- Opening Delimiter -
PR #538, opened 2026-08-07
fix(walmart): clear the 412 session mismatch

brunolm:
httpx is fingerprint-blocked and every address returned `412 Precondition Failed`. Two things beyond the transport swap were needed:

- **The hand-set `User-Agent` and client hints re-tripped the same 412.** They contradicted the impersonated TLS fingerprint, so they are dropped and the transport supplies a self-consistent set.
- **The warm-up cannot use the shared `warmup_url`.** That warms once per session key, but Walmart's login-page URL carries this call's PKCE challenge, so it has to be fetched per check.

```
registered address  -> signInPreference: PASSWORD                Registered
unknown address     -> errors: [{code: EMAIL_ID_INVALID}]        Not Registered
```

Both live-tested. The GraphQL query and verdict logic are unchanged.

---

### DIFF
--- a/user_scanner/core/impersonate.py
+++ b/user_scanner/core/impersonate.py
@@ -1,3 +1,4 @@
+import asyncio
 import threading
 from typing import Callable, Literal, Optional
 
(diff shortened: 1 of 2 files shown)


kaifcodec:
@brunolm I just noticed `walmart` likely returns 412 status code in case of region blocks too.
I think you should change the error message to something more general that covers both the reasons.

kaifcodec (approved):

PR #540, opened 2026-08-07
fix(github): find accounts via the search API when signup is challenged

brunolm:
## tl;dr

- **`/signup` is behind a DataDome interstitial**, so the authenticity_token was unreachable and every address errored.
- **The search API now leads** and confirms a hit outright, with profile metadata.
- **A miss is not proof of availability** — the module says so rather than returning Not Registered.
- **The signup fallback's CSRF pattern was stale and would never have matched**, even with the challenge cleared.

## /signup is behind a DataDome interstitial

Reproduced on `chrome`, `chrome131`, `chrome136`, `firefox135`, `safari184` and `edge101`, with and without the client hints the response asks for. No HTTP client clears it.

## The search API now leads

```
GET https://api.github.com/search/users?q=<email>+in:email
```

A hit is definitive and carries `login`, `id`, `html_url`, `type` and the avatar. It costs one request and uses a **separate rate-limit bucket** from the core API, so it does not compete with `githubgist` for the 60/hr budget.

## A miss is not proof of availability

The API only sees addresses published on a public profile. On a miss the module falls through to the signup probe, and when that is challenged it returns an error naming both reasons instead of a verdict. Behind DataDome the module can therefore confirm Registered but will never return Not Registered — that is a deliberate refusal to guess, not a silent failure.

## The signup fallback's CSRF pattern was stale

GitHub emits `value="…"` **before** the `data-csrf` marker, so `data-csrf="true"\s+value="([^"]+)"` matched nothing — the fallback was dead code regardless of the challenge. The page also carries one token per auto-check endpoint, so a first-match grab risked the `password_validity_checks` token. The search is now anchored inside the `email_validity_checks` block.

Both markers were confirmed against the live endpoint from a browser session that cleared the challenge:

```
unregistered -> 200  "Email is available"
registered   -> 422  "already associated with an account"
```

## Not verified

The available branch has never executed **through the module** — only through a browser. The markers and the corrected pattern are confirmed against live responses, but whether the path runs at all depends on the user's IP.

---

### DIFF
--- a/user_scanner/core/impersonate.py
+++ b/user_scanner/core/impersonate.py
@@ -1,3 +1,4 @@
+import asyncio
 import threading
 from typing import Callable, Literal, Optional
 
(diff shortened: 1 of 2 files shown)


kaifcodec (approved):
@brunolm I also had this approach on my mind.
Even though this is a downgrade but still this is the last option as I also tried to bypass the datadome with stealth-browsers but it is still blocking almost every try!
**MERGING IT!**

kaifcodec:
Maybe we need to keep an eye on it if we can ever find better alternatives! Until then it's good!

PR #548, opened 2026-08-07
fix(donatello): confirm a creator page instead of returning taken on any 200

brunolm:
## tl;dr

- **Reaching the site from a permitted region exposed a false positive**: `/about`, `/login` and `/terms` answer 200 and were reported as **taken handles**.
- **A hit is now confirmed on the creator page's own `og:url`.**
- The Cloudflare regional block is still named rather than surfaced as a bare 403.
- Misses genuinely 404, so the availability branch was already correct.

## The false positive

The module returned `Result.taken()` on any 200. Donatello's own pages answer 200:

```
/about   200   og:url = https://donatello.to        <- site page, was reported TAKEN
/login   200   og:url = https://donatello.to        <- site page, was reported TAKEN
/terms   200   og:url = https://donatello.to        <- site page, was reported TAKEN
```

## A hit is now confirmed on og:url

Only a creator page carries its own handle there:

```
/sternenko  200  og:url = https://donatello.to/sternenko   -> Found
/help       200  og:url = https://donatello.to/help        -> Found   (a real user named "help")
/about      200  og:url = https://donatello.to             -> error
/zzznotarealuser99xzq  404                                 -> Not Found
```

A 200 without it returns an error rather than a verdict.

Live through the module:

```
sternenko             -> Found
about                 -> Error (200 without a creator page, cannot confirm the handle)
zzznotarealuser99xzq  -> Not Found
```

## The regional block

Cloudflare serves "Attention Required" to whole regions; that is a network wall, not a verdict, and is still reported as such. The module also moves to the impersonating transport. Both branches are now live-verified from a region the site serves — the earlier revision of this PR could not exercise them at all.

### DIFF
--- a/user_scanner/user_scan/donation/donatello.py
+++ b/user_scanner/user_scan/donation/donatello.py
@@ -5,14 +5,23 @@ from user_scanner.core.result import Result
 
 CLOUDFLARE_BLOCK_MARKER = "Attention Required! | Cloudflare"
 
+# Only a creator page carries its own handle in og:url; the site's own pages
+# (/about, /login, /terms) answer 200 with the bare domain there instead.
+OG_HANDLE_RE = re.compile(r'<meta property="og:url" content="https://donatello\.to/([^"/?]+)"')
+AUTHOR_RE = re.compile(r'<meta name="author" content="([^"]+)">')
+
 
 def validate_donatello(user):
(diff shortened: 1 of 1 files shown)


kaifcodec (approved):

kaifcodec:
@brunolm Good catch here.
- Closing Delimiter -
* [WHAT YOU NEED TO DO]
Each line of the records should be repeated exactly as it stands.

* [OUTPUT]
PR #538, opened 2026-08-07
fix(walmart): clear the 412 session mismatch

brunolm:
httpx is fingerprint-blocked and every address returned `412 Precondition Failed`. Two things beyond the transport swap were needed:

- **The hand-set `User-Agent` and client hints re-tripped the same 412.** They contradicted the impersonated TLS fingerprint, so they are dropped and the transport supplies a self-consistent set.
- **The warm-up cannot use the shared `warmup_url`.** That warms once per session key, but Walmart's login-page URL carries this call's PKCE challenge, so it has to be fetched per check.

```
registered address  -> signInPreference: PASSWORD                Registered
unknown address     -> errors: [{code: EMAIL_ID_INVALID}]        Not Registered
```

Both live-tested. The GraphQL query and verdict logic are unchanged.

---

### DIFF
--- a/user_scanner/core/impersonate.py
+++ b/user_scanner/core/impersonate.py
@@ -1,3 +1,4 @@
+import asyncio
 import threading
 from typing import Callable, Literal, Optional
 
(diff shortened: 1 of 2 files shown)


kaifcodec:
@brunolm I just noticed `walmart` likely returns 412 status code in case of region blocks too.
I think you should change the error message to something more general that covers both the reasons.

kaifcodec (approved):

PR #540, opened 2026-08-07
fix(github): find accounts via the search API when signup is challenged

brunolm:
## tl;dr

- **`/signup` is behind a DataDome interstitial**, so the authenticity_token was unreachable and every address errored.
- **The search API now leads** and confirms a hit outright, with profile metadata.
- **A miss is not proof of availability** — the module says so rather than returning Not Registered.
- **The signup fallback's CSRF pattern was stale and would never have matched**, even with the challenge cleared.

## /signup is behind a DataDome interstitial

Reproduced on `chrome`, `chrome131`, `chrome136`, `firefox135`, `safari184` and `edge101`, with and without the client hints the response asks for. No HTTP client clears it.

## The search API now leads

```
GET https://api.github.com/search/users?q=<email>+in:email
```

A hit is definitive and carries `login`, `id`, `html_url`, `type` and the avatar. It costs one request and uses a **separate rate-limit bucket** from the core API, so it does not compete with `githubgist` for the 60/hr budget.

## A miss is not proof of availability

The API only sees addresses published on a public profile. On a miss the module falls through to the signup probe, and when that is challenged it returns an error naming both reasons instead of a verdict. Behind DataDome the module can therefore confirm Registered but will never return Not Registered — that is a deliberate refusal to guess, not a silent failure.

## The signup fallback's CSRF pattern was stale

GitHub emits `value="…"` **before** the `data-csrf` marker, so `data-csrf="true"\s+value="([^"]+)"` matched nothing — the fallback was dead code regardless of the challenge. The page also carries one token per auto-check endpoint, so a first-match grab risked the `password_validity_checks` token. The search is now anchored inside the `email_validity_checks` block.

Both markers were confirmed against the live endpoint from a browser session that cleared the challenge:

```
unregistered -> 200  "Email is available"
registered   -> 422  "already associated with an account"
```

## Not verified

The available branch has never executed **through the module** — only through a browser. The markers and the corrected pattern are confirmed against live responses, but whether the path runs at all depends on the user's IP.

---

### DIFF
--- a/user_scanner/core/impersonate.py
+++ b/user_scanner/core/impersonate.py
@@ -1,3 +1,4 @@
+import asyncio
 import threading
 from typing import Callable, Literal, Optional
 
(diff shortened: 1 of 2 files shown)


kaifcodec (approved):
@brunolm I also had this approach on my mind.
Even though this is a downgrade but still this is the last option as I also tried to bypass the datadome with stealth-browsers but it is still blocking almost every try!
**MERGING IT!**

kaifcodec:
Maybe we need to keep an eye on it if we can ever find better alternatives! Until then it's good!

PR #548, opened 2026-08-07
fix(donatello): confirm a creator page instead of returning taken on any 200

brunolm:
## tl;dr

- **Reaching the site from a permitted region exposed a false positive**: `/about`, `/login` and `/terms` answer 200 and were reported as **taken handles**.
- **A hit is now confirmed on the creator page's own `og:url`.**
- The Cloudflare regional block is still named rather than surfaced as a bare 403.
- Misses genuinely 404, so the availability branch was already correct.

## The false positive

The module returned `Result.taken()` on any 200. Donatello's own pages answer 200:

```
/about   200   og:url = https://donatello.to        <- site page, was reported TAKEN
/login   200   og:url = https://donatello.to        <- site page, was reported TAKEN
/terms   200   og:url = https://donatello.to        <- site page, was reported TAKEN
```

## A hit is now confirmed on og:url

Only a creator page carries its own handle there:

```
/sternenko  200  og:url = https://donatello.to/sternenko   -> Found
/help       200  og:url = https://donatello.to/help        -> Found   (a real user named "help")
/about      200  og:url = https://donatello.to             -> error
/zzznotarealuser99xzq  404                                 -> Not Found
```

A 200 without it returns an error rather than a verdict.

Live through the module:

```
sternenko             -> Found
about                 -> Error (200 without a creator page, cannot confirm the handle)
zzznotarealuser99xzq  -> Not Found
```

## The regional block

Cloudflare serves "Attention Required" to whole regions; that is a network wall, not a verdict, and is still reported as such. The module also moves to the impersonating transport. Both branches are now live-verified from a region the site serves — the earlier revision of this PR could not exercise them at all.

### DIFF
--- a/user_scanner/user_scan/donation/donatello.py
+++ b/user_scanner/user_scan/donation/donatello.py
@@ -5,14 +5,23 @@ from user_scanner.core.result import Result
 
 CLOUDFLARE_BLOCK_MARKER = "Attention Required! | Cloudflare"
 
+# Only a creator page carries its own handle in og:url; the site's own pages
+# (/about, /login, /terms) answer 200 with the bare domain there instead.
+OG_HANDLE_RE = re.compile(r'<meta property="og:url" content="https://donatello\.to/([^"/?]+)"')
+AUTHOR_RE = re.compile(r'<meta name="author" content="([^"]+)">')
+
 
 def validate_donatello(user):
(diff shortened: 1 of 1 files shown)


kaifcodec (approved):

kaifcodec:
@brunolm Good catch here.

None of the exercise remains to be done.